Monday, September 28, 2020

Captain Beefheart has critics raving over "heroic" album Doc at the Radar Station


Captain Beefheart : Dirty Blue Gene


"Commercial potential? Why not? Since I breathe air, I am commercial. Everybody's commercial. There just aren't that many good publicists and ad people  and there aren't that many good record companies. I think kids are bored enough that if they got a chance to hear my music, they'd like it"
- Captain Beefheart in Trouser Press.

In September of 1980, Captain Beefheart and The Magic Band released Doc At The Radar Station, an equally good if not more forceful follow-up to the comeback album Shiny Beast ( Bat Chain Puller). Again Beefheart brought in a group of very talented musicians willing to work for a dictator under a tight deadline. They recorded the album in a week! The first song they tackled was "Dirty Blue Gene", originally recorded during the Clear Spot sessions in 1972. 

Mike Bares describes the recording in his book Captain Beefheart :The Biography.

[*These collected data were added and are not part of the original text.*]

PR #284, opened 2020-06-30
edge.c: fix incorrect bad gateway check

disconnect3d:
It seems the previous `route.net_addr == INADDR_NONE` check was incorrect and was probably a result of copy-pasting the previous if statement and not changing the condition.


lucaderi:
Thank you

PR #285, opened 2020-06-30
call lzo_init() only if required

Logan007:
I encountered failing calls to `lzo_init()` on one of my older x86 machines and was not able to track it down. I never saw it before, not even on that machine. 

As of now, `lzo_init()` gets called no matter if lzo compression (`-z` or `-z1`) is enabled. So, this pull request makes sure that `lzo_init()` gets called only if lzo compression is enabled.


lucaderi:
Thank you

PR #286, opened 2020-07-01
Fix invalid sendto when supernode name resolution fails

emanuele-f:
Even though the supernode resolution failed, sendto was called with
and invalid socket, resulting in the following error:

ERROR: sendto failed (13) Permission denied


lucaderi:
Thank you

From the new convoluted guitar and drums introduction, the band blaze away in a tricky stop/start creation, fast and furious -bulbous,even - with guitar lines bursting out in bloom all over its surface and (John) French yelling the lyrics behind Captain Beefheart (Don) Van Vliet's ecstatic vocals. Charles Shaar Murray opined: "Something like the intro to 'Dirty Blue Gene' literally could not be the work of anybody else.




Beefheart did a lot of press for the album. At 39, he dismissed the current music scene, telling Lester Bangs 
"I don't ever listen to 'em, you see, which is not very nice of me but ...then again why should I look through my own vomit? I guess they have to make a living though".




Guitarist Gary Lucas invited some of the top music journalists to his apartment to listen to the album and they lavished Doc At The Radar Station with praise. "Captain Beefheart's Most Medititative, Heroic Album" was the headline in Ken Tucker's Rolling Stone review. Downbeat gave the album four and a half stars. Doc finished #8 in the New York Times Ten Best list. "As brilliant as album as anyone has released this year," said Musician while  Creem said "Prime Beefheart Like You Haven't Heard In Years".


Robert Christgau gave the album a grade of A-, writing :

Beefheart is an utter original if not some kind of genius, but that doesn't make him the greatest artist ever to rock down the pike--his unreconstructed ecoprimitive eccentricity impairs his aesthetic as well as his commercial reach. Only don't tell grizzled punks now discovering the boho past, or avantish rockcrits who waited patiently through the cleansing storm for musicianship to come round again. In synch with the historical moment for once, Beefheart offers up his most uncompromised album since Trout Mask Replica in 1969--never before have his nerve-wracking harmonies and sainted-spastic rhythms been captured in such brutal living color. Me, I've always enjoyed his compromises, which tend to be crazier than normal people's wildest dreams, and wish he'd saved some of his melodic secrets for the second side.